Cette affirmation de notre part peut, au premier abord, sembler paradoxale ; il suffit pourtant d’un instant de réflexion pour admettre que, dans les conditions de la législation actuelle, le sucrage des vendanges est entravé par le prix des matières saccharines, et qu’il ne saurait être pratiqué dans de bonnes conditions économiques. Le sucre n’étant pas dégrevé n’est donc pas consommé, et l’état ne perçoit rien de ce côté. On en consommerait, au contraire, plusieurs millions de kilogrammes s’il était dégrevé, et l’état retirerait un bénéfice certain en percevant des droits de consommation sur les boissons obtenues par la fermentation. La mesure que nous demandons n’est donc qu’une fiction quant à l’abandon des droits actuels, mais elle devient une réalité au point de vue de l’augmentation des impôts sur les liquides alcooliques. Est-il admissible, du reste, est-il juste que l’état perçoive deux droits, l’un sur le sucre ou le glucose, l’autre sur ces mêmes substances transformées par la fermentation ? Les autres mesures que nous avons proposées plus haut, l’emprunt de la viticulture, le vinage, etc., peuvent froisser certains intérêts régionaux et trouver des contradicteurs, mais le dégrèvement des sucres destinés à la cuve recueillera certainement l’unanimité des suffrages, car elle réunira, pour la première fois peut-être, dans une communauté d’intérêts, les groupes si souvent opposés des producteurs du vin, du sucre, des fécules et de l’amidon.

De tous les argumens que nous avons développés dans le cours de cette étude, quelques-uns frapperont peut-être l’esprit des hommes qui tiennent dans leurs mains les destinées du pays ; nous espérons, en tout cas, avoir démontré que l’heure des hésitations est passée.
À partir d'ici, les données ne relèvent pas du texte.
PR #876, opened 2026-06-19
renderer: optional Vulkan/RTX rendering backend (BSP hardware ray tracing) [WIP]

Eclipse1982:
## Summary

Adds an **optional** Vulkan rendering backend with hardware ray tracing (RTX) of
BSP world geometry, selectable at runtime and fully gated behind a build flag so
the default OpenGL path is unaffected. This is a large work-in-progress opened as
a **draft** for early visibility and direction — not for merge yet.

No tracking issue exists for this work.

## Changes

- New Vulkan/RTX renderer backend (phases 0–1: device/swapchain bring-up, clear +
  present, lifecycle wiring into the engine).
- Hardware ray tracing of loaded BSP geometry from the player view, including
  BSP-light shading, soft shadows via jittered shadow rays, and temporal
  accumulation.
- Per-material diffuse: real diffuse textures sampled in the RTX closest-hit via a
  bindless descriptor array; mesh models placed into the ray-traced scene.
- Vulkan 2D pass renders the ObjectivelyMVC menu/HUD/console and an RTX overlay,
  including uploading ObjectivelyMVC textures to the bindless array.
- Runtime OpenGL/Vulkan backend toggle in the settings menu; backend torn down on
  `r_restart`.
- Visual Studio build wiring for the Vulkan backend; `.gitattributes` to normalize
  line endings (LF).
- Validation harnesses (raster + ray tracing) and integration/run-step docs.

## Testing

- [ ] Tested in-game on 

**Build verified** on an RTX 3090 box (Ubuntu 24.04, gcc 13, Vulkan 1.3.275):
`autoreconf -i && ./configure --enable-vulkan && make -j` completes with **0
warnings / 0 errors**, producing `quetoo`, `quetoo-dedicated`, `cgame.so`,
`game.so`; the `quetoo` binary links `libvulkan.so.1` and exports the RTX entry
points (`BUILD_VULKAN=1`). The default OpenGL build is unaffected.

`make check` not run (configured without `--with-tests`; this change adds no unit
tests). In-game RTX rendering was validated on the RTX 3090 in earlier iterations;
this exact rebased tree has been built but not yet re-run in-game — I'll tick that
box after a runtime smoke test.

## Notes

- Opened as a **draft** — feedback on scope and approach is welcome before this is
  polished for review. Happy to split it into smaller, sequenced PRs (e.g. backend
  scaffolding first, then RTX shading, then UI) if that's easier to review.
- The 28 commits are rebased cleanly onto current `main`.
- **Heads-up on deps (not caused by this PR):** current `main` builds against the
  *pre-2.x* Objectively / ObjectivelyMVC API (e.g. it still uses `MutableArray` and
  the `RESTClient`/`JSONSerializers` API). The `HEAD` of both dependency repos has
  since merged "Objectively 2.x", which removes `MutableArray` — so building `main`
  against dependency `HEAD` (as `.github/workflows/build.yml` resolves) currently
  fails to compile. I built against the last pre-2.x commits
  (Objectively `476286b`, ObjectivelyMVC `4947d7c`).


Eclipse1982:
Closing in favor of a clean re-architecture. The Vulkan/RTX work is being restarted with a proper renderer-backend boundary first (de-GL'd cgame ABI + backend vtable), then a Q2RTX-derived path tracer on top, landed as small reviewable increments. The branch is preserved for reference.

Depuis le début de la crise phylloxérique, qu’avons-nous fait ? Presque rien. L’abîme dans lequel nous laissons engloutir la meilleure partie de l’épargne nationale est devenu plus profond, le mal sera bientôt irréparable, la viticulture se meurt, et nous allons voir disparaître, si nous n’y prenons garde, cette branche jadis si prospère à notre agriculture. Que deviendront alors les quinze cent mille familles de vignerons et les deux millions d’intermédiaires qui ont vécu jusqu’ici des produits de la vigne ? Ce n’est point sans tristesse que nous voyons leur avenir aussi gravement compromis.


E. VIDAL.


  1. Le vinage, peu de personnes l’ignorent, est une opération qui consiste à élever le titre alcoolique des vins déjà sortis de la cuve dans laquelle s’est opérée la fermentation des raisins. Il est pratiqué avec des alcools de toutes provenances, soit pour assurer la conservation des vins faibles, soit pour diminuer les droits à payer en rendant possible le dédoublement des vins aussitôt qu’ils ont franchi les lignes de la douane et les barrières des octrois.